Ali data warehouse practice sharing

Abstract
A data warehouse, is a strategic collection of all types of data to support the decision making process at all levels of an organization. It is a single data store, created for analytical reporting and decision support purposes. For organizations that need business intelligence to guide business process improvement, monitor time, cost, quality, and control.

Live sharing video at https://v.qq.com/iframe/player.html?vid=v0547ee0whs&width=670&height=376.875&auto=0
The Basics

Building a data warehouse mainly requires modeling skills and also precipitating some dimension tables. In addition to that one has to keep mining the data to build the model better.

A few things that should be done
After getting the activity data, it is important to put that data into the data warehouse and do the following things:

User or entity identification needs to be harmonized.

PC and wireless data to be bridged.

Factual data bridging around entities and across inter-businesses.

Dimensional redundancy of important fact tables.

User profiling or customer profiling.

What's the market value

At present, we have accumulated a lot of user data, which is a very valuable resource, and we have done some development and utilization based on this data.

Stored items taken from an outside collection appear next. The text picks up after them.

PR #1276, opened 2024-06-17
RCAL-830: update tweakreg to use source catalog

mairanteodoro:
Closes https://github.com/spacetelescope/romancal/issues/1317
Resolves [RCAL-830](https://jira.stsci.edu/browse/RCAL-830)

This PR addresses the integration between `TweakRegStep` and `SourceCatalogStep`.

**Regression tests**
Three consecutive runs with consistent and expected (due to changes in this PR) results:
- https://github.com/spacetelescope/RegressionTests/actions/runs/10009795321
- https://github.com/spacetelescope/RegressionTests/actions/runs/10010386214
- https://github.com/spacetelescope/RegressionTests/actions/runs/10012275757

**Checklist**
- [x] updated relevant tests
- [x] added relevant label(s)


schlafly (commented):
Looks good to me.  I left some comments inline.

One important question is what we want the step to return.  The current design is that you run the step on an image and get a catalog.  That gets saved ~automatically if it's the only step you run.  Now you run the step on an image and get an image out, and the catalog is a side effect that gets saved.  That feels more awkward at some level but it matches the design of other steps where it makes more sense, and I don't know if it makes sense for the step to return both the model and the associated catalog.  The biggest downside of the new design would be that we can't get the resulting catalog out in memory; we have to save it to use it.  That probably sounds fine to me, though as part of the DR catalogs we may want to assemble a bunch of catalog objects in memory before merging them and writing them out.  Another possibility would be continuing to return the SourceCatalog and to add additional code to the pipeline to mark things complete and update the file name, but that's pretty unappealing too.

Do you see any other alternatives here?  It is possible for a step to return two models or something?

romancal/source_catalog/source_catalog_step.py
```diff
@@ -43,6 +43,7 @@ class SourceCatalogStep(RomanStep):
         ci2_star_threshold = float(default=1.8)  # CI 2 star threshold
         suffix = string(default='cat')        # Default suffix for output files
         fit_psf = boolean(default=True)      # fit source PSFs for accurate astrometry
+        return_updated_model = boolean(default=False)   # should the updated model be returned?
```
schlafly, line 46: Can we expand the comment here?  Maybe: should image model be updated and returned, instead of returning the catalog?  I realize one doesn't have much space, though.

romancal/source_catalog/source_catalog_step.py
```diff
@@ -94,35 +95,68 @@ def process(self, input_model):
...
-        return source_catalog_model
+            # always save segmentation image + catalog
+            self.save_base_results(segment_img, source_catalog_model)
+
+            # return the updated model or the source catalog object
+            if self.return_updated_model:
+                # setting the suffix to something else to prevent
+                # step from  overwriting source catalog file with
+                # a datamodel
+                self.suffix = "source_catalog"
```
schlafly, line 136: Can we make this something without an underscore?  sourcecatalog?

romancal/source_catalog/source_catalog_step.py
```diff
@@ -94,35 +95,68 @@ def process(self, input_model):
...
+            segmentation_model.data = segment_img.data.astype(np.uint32)
+            self.save_model(segmentation_model, suffix="segm", force=True)
+        # save the source catalog
+        self.save_model(source_catalog_model, suffix="cat", force=True)
+
+
+def update_metadata(model, output_catalog_name):
+    # update datamodel to point to the source catalog file destination
+    model.meta["source_detection"] = maker_utils.mk_source_detection(
+        **{"tweakreg_catalog_name": output_catalog_name}
```
schlafly, line 160: Is this the same as mk_source_detection(tweakreg_catalog_name=output_catalog_name)?

romancal/source_catalog/tests/test_source_catalog.py
```diff
@@ -317,8 +329,8 @@ def test_l3_input_model_unchanged(mosaic_model, tmp_path):
         save_results=False,
     )
 
-    assert_allclose(original_data, mosaic_model.data, atol=5.0e-7)
-    assert_allclose(original_err, mosaic_model.err, atol=5.0e-7)
+    assert_allclose(original_data, mosaic_model.data, atol=5.0e-5)
+    assert_allclose(original_err, mosaic_model.err, atol=5.0e-5)
```
schlafly, line 333: Should we worry about the lower tolerance here?  I think the only action we intend to take is to add the background and then subtract it again.  It is possible for that to introduce issues but it seems like they should be very small; I didn't expect this PR to change the accuracy of that?

romancal/tweakreg/tweakreg_step.py
```diff
@@ -175,37 +175,36 @@ def process(self, input):
...
                 else:
-                    raise AttributeError(
-                        "Attribute 'meta.source_detection.tweakreg_catalog' is missing."
-                        "Please either run SourceDetectionStep or provide a"
-                        "custom source catalog."
-                    )
-                # remove 4D numpy array from meta.source_detection
-                if is_tweakreg_catalog_present:
-                    del image_model.meta.source_detection["tweakreg_catalog"]
+                    catalog = Table.read(catalog_name, format=self.catalog_format)
```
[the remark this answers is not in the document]
schlafly: This still makes sense to me.

schlafly (commented):
A few minor changes inline.  The most important thing to me is understanding why the tolerance needed to change from atol=5e-7 to atol=5e-5; I worry that that's a sign that there's a real issue?

romancal/source_catalog/source_catalog_step.py
ddavis-stsci: Yes this should match what is in the suffix library, sourcedetection

romancal/source_catalog/tests/test_source_catalog.py
mairanteodoro: We needed to change the datatype for the `data` array in the `make_test_image()` method to `float32`, which caused larger differences, and, consequently, we had to increase the tolerance by a factor of 100. If we don't set the data array to `float32` then we run into validation issues with saving the mock models.

romancal/regtest/test_wfi_pipeline.py
```diff
@@ -36,6 +36,7 @@ def test_level2_image_processing_pipeline(rtdata, ignore_asdf_paths):
     output = "r0000101001001001001_01101_0001_WFI01_cal.asdf"
     rtdata.output = output
     args = [
+        "--steps.source_catalog.return_updated_model=True",
```
schlafly, line 39: I think we should remove this from here and instead put it in exposure_pipeline.py; i.e., the pipeline should know it needs to call source_catalog with this argument.

schlafly (commented):
This looks good to me.  It looks to me like we still also support the old source_detection catalog in tweakreg; since we can no longer make those catalogs, we should remove that?  I also suggest in line that we should make the ELP know about the return_updated_model argument rather than making users know to specify that argument if they want the pipeline to run successfully.

romancal/source_catalog/source_catalog_step.py
```diff
@@ -43,6 +43,8 @@ class SourceCatalogStep(RomanStep):
         ci2_star_threshold = float(default=1.8)  # CI 2 star threshold
         suffix = string(default='cat')        # Default suffix for output files
         fit_psf = boolean(default=True)      # fit source PSFs for accurate astrometry
+        return_updated_model = boolean(default=False)   # should the image model be updated and returned
```
braingram, line 46: Why not return both?

braingram: To fill in some details from a discussion with @schlafly (thanks!). It sounds like the goal here is to:
- allow a user to call this step and have it just return the catalog
- have the pipeline call this step and update the model passed as input

Having the step return both would mean the step would have to manage the file saving to assign different suffixes (and remove `idx`) for each result (the [ami_analyze step](https://github.com/spacetelescope/jwst/blob/ce9a135f3bc6bba21e95dd47a91fc4d9ba5a1991/jwst/ami/ami_analyze_step.py#L29) in jwst does this).

I'm just leaving this comment for future reference. I initially commented to try and understand the usage (this is the first time I've seen the spec used in this way) and I think now I understand. Thanks and feel free to mark this as "resolved".

mairanteodoro: Not sure as to how `stpipe` will handle multiple returned results.

romancal/pipeline/exposure_pipeline.py
```diff
@@ -151,7 +151,7 @@ def process(self, input):
             if result.meta.exposure.type == "WFI_IMAGE":
                 result = self.flatfield(result)
                 result = self.photom(result)
-                result = self.source_detection(result)
```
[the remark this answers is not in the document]
mairanteodoro: I tried
```python
result = self.source_catalog(result, return_updated_model=True)
```
but it fails (keyword is not known). I'll check with @ddavis-stsci to see if we can do something here.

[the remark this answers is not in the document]
braingram: Since it's part of the `spec` it's expected in the `Step.__init__` (and a few other places). The `__call__` is an [alias](https://github.com/spacetelescope/stpipe/blob/01f1956f3b3c3750a26790d5217cf909cad4b95a/src/stpipe/step.py#L571) to `run` which [only supports](https://github.com/spacetelescope/stpipe/blob/01f1956f3b3c3750a26790d5217cf909cad4b95a/src/stpipe/step.py#L411) `*args`.

Perhaps `return_updated_model` could be a `Step` attribute, set in the pipeline with:
```
self.source_detection.return_updated_model = True
```
and checked in the `Step.process` with:
```
if getattr(self, "return_updated_model, False):
```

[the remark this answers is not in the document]
mairanteodoro: Thanks for the suggestion, @braingram! Let me give it a shot.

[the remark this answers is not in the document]
mairanteodoro: Looks like this approach worked, @braingram!

schlafly:
This looks reasonable to me.  Can you confirm that you can run the ELP successfully and that regtests pass, except for compare_asdf failures having to do with missing source_detection stuff and slight changes to the WCS?

I think @braingram's suggestion was to remove return_updated_model from the spec and then replace this line with a getattr() call that uses False as a default.
https://github.com/spacetelescope/romancal/pull/1276/files#diff-20b0d7c2e6ef2cb1dfd2df9d42ecdabdd86fb400b73755cb4a58598ddd200c2eR133
I think that looks straightforward, but you know better.

mairanteodoro:
> This looks reasonable to me. Can you confirm that you can run the ELP successfully and that regtests pass, except for compare_asdf failures having to do with missing source_detection stuff and slight changes to the WCS?
> 
Yes, I can confirm that we can run the ELP successfully.

I'm re-running the regression tests right now (locally and via GA).

romancal/source_catalog/source_catalog_step.py
braingram, line 46:
```suggestion
```

romancal/source_catalog/source_catalog_step.py
```diff
@@ -94,35 +96,76 @@ def process(self, input_model):
...
-                segmentation_model.data = segment_img.data.astype(np.uint32)
-                self.save_model(segmentation_model, suffix="segm")
+            output_model = model
 
-        return source_catalog_model
+            # always save segmentation image + catalog
+            self.save_base_results(segment_img, source_catalog_model)
+
+            # return the updated model or the source catalog object
+            if self.return_updated_model:
```
braingram, line 133:
```suggestion
            if getattr(self, "return_updated_model", False):
```

romancal/source_catalog/tests/test_source_catalog.py
```diff
@@ -432,3 +446,205 @@ def test_do_psf_photometry_column_names(tmp_path, image_model, fit_psf):
...
+    os.chdir(tmp_path)
+    step = SourceCatalogStep()
+    result = step.call(
+        mosaic_model,
+        bkg_boxsize=50,
+        kernel_fwhm=2.0,
+        snr_threshold=snr_threshold,
+        npixels=npixels,
+        save_results=save_results,
+        return_updated_model=return_updated_model,
```
braingram, line 631:
```suggestion
```

romancal/source_catalog/tests/test_source_catalog.py
```diff
@@ -432,3 +446,205 @@ def test_do_psf_photometry_column_names(tmp_path, image_model, fit_psf):
...
+    expected_result,
+    expected_outputs,
+    tmp_path,
+):
+    """
+    Test that the proper object is returned in the call to SourceCatalogStep
+    and that the desired output files are saved to the disk with the correct type.
+    """
+    os.chdir(tmp_path)
+    step = SourceCatalogStep()
```
braingram, line 623:
```suggestion
    step = SourceCatalogStep()
    # to mimic what happens in the elp set the "hidden" parameter
    # to cause this step to return a model instead of a catalog
    if return_updated_model:
        step.return_updated_model = True
```

braingram (commented):
I think these changes would allow removal of the option from the spec. I think of the spec as part of the user-facing API and as @schlafly noted the "return_updated_model" is only something the pipeline is concerned with.

mairanteodoro:
> I think these changes would allow removal of the option from the spec. I think of the spec as part of the user-facing API and as @schlafly noted the "return_updated_model" is only something the pipeline is concerned with.

Thanks, @braingram!

schlafly:
Thanks Mairan.  A few requests:
- Can you move the compare_asdf bit of test_tweakreg down below this test so that we can see that this test passes?  https://github.com/spacetelescope/romancal/blob/main/romancal/regtest/test_tweakreg.py#L69-L88  My fault for the poor ordering and merging these two tests.
- I don't think I expected any pixel values to have changed.  This bit of the report suggests otherwise.  Do you know why pixel values changed?
```
arrays_differ': {"root['roman']['data']": {'abs_diff': <Quantity 269146.1 DN / s>,
'n_diffs': 259,
'worst_abs_diff': {'index': (1257,
2275),
'value': <Quantity 131072. DN / s>},
'worst_fractional_diff': {'index': (3587,
1296),
'value': <Quantity 1.0063206>}},
```

I think I infer from https://github.com/spacetelescope/RegressionTests/actions/runs/9808347547 that we can pass tests at present and so this really is a change due to this PR?  But most normal main scheduled tests fail so it's a bit hard to say.

mairanteodoro:
> * Can you move the compare_asdf bit of test_tweakreg down below this test so that we can see that this test passes?  https://github.com/spacetelescope/romancal/blob/main/romancal/regtest/test_tweakreg.py#L69-L88  My fault for the poor ordering and merging these two tests.

Done.


> * I don't think I expected any pixel values to have changed.  This bit of the report suggests otherwise.  Do you know why pixel values changed?

I believe that the difference in the data array is due to `RomanSourceCatalog.convert_sb_to_flux_density()` that is not recovering the input value after being executed.

For example, when we call `RomanSourceCatalog.convert_l2_to_sb()`, and then run the reverse method (`RomanSourceCatalog.convert_sb_to_l2()` on the output, we should be able to recovery the original data. That's exactly what we see here:

```
--> Before running RomanSourceCatalog.convert_l2_to_sb(): self.model.data[1257,2275] = -1397121220608.0 DN / s  <--+
                                                                                                                   |
self.convert_l2_to_sb()                                                                                            |
                                                                                                                   |
--> After running RomanSourceCatalog.convert_l2_to_sb(): self.model.data[1257,2275] = -464422600704.0 MJy / sr.    | same result, as expected
                                                                                                                   |
self.convert_sb_to_l2()                                                                                            |
                                                                                                                   |
--> After running reverse operation: self.model.data[1257,2275] = -1397121220608.0 DN / s  <-----------------------+
```

That doesn't happen for `RomanSourceCatalog.convert_sb_to_flux_density()`, though:

```
--> Before running RomanSourceCatalog.convert_sb_to_flux_density(): self.model.data[1257,2275] = -464422600704.0 MJy / sr  <--+
                                                                                                                              |
self.convert_sb_to_flux_density()                                                                                             |
                                                                                                                              |        
--> After running RomanSourceCatalog.convert_sb_to_flux_density(): self.model.data[1257,2275] = -130425602048.0 uJy           | should be the same value
                                                                                                                              |
self.convert_flux_density_to_sb()                                                                                             |
                                                                                                                              |
--> After running reverse operation: self.model.data[1257,2275] = -464422567936.0 MJy / sr  <---------------------------------+
```

When we convert `-464422567936.0 MJy/sr` back to `DN/s` (using `RomanSourceCatalog.convert_flux_density_to_sb()`), we get `-1397121089536.0 DN/s`, which, when compared to the input (`-1397121220608.0 DN/s`), explains the observed difference:

`1397121220608.0 - 1397121089536.0 = 131072.0 DN/s`.

schlafly (commented):
This looks good to me.  One comment inline.

@ddavis-stsci , I think this also resolves https://github.com/spacetelescope/romancal/issues/1317 ; want to take a look before merging?

romancal/tweakreg/tweakreg_step.py
```diff
@@ -152,51 +152,95 @@ def process(self, input):
...
-                    long_axis = axis + "centroid"
-                    if long_axis in catalog.colnames:
-                        catalog.rename_column(long_axis, axis)
+        with images:
+            for i, image_model in enumerate(images):
+                if image_model.meta.exposure.type != "WFI_IMAGE":
+                    # Check to see if attempt to run tweakreg on non-Image data
+                    self.log.info("Skipping TweakReg for spectral exposure.")
+                    # Uncomment below once rad & input data have the cal_step tweakreg
+                    # image_model.meta.cal_step.tweakreg = "SKIPPED"
```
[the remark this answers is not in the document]
mairanteodoro: Thanks for catching that; it was not intentional.

ddavis-stsci:
> This looks good to me. One comment inline.
> 
> @ddavis-stsci , I think this also resolves #1317 ; want to take a look before merging?

Yes this appears to be fixed,
From my test run - 
2024-07-24 11:51:13,601 - stpipe.ExposurePipeline - INFO - Saved model in r0000101001001001001_01101_0001_WFI01_cal.asdf
[stpipe.ExposurePipeline] Saved model in r0000101001001001001_01101_0001_WFI01_cal.asdf
2024-07-24 11:51:14,539 - stpipe.ExposurePipeline - INFO - Saved model in r0000101001001001001_01101_0003_WFI01_cal.asdf
[stpipe.ExposurePipeline] Saved model in r0000101001001001001_01101_0003_WFI01_cal.asdf
2024-07-24 11:51:15,286 - stpipe.ExposurePipeline - INFO - Saved model in r0000101001001001001_01101_0004_WFI01_cal.asdf
[stpipe.ExposurePipeline] Saved model in r0000101001001001001_01101_0004_WFI01_cal.asdf
2024-07

schlafly (approved):
Go ahead and merge & okify so that regtests pass?  Thanks!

After building a data warehouse, we can use the data from user analysis to make personalized recommendations, targeted marketing, wind control and so on.

The market value of the data warehouse lies in the construction of the bazaar layer driven by demand scenarios, and the vertical construction between the bazaars.

The bazaar layer digs deep into the value of the data and needs to be able to quickly trial and error.

Take the operation process of Ali Financial in the backend big data as an example, we will import all the data related to the user from the relational database into MaxCompute, and then record some of the user's operation logs, such as which websites have been logged in, which products have been browsed, and what kind of preferences they have. There are also other data that may come from other systems. We do a summary analysis of these data, and ultimately export these data to the business system, there is also a statistical service. This way, when a user comes for a credit loan, we can quickly locate whether the user meets the credit requirements and quickly proceed to approval.

As shown in the figure above, DataWorks relies heavily on MaxCompute. on the right are some of the basic components that Aliyun currently provides. The IDE piece is visualized, such as doing workflow and application scheduling on the workflow designer and configuring it inside.

We provide a web page code editor that supports MR, SQL, and so on. There is also a code debugger where written code can be debugged directly. With the code repository it is possible to keep several versions and preview previously saved versions.

Scheduling is divided into two parts: resource scheduling and workflow scheduling. Workflow scheduling is closely related to the previous workflow. If a workflow is designed in the workflow designer, the underlying scheduling will follow the order of scheduling. Resource scheduling is related to the resources of the underlying gateway cluster.

Data governance is mainly task monitoring and data quality.
Big Data Development Core Process

First analyze the requirement and then do the workflow design, such as when this task is run and what business it depends on. After the workflow design is completed, data collection and data synchronization are performed. Next is data development, we provide a WEB-IDE that supports SQL, MR, SHELL and PYTHON. Then we provide smoke test scenarios, which are released to the line after the test is completed, so that it can perform automatic scheduling and data quality monitoring on a regular basis every day. Once all of the above steps are completed, we can loop our data into the business system repository or use tools like QuickBI and DataV for page presentation.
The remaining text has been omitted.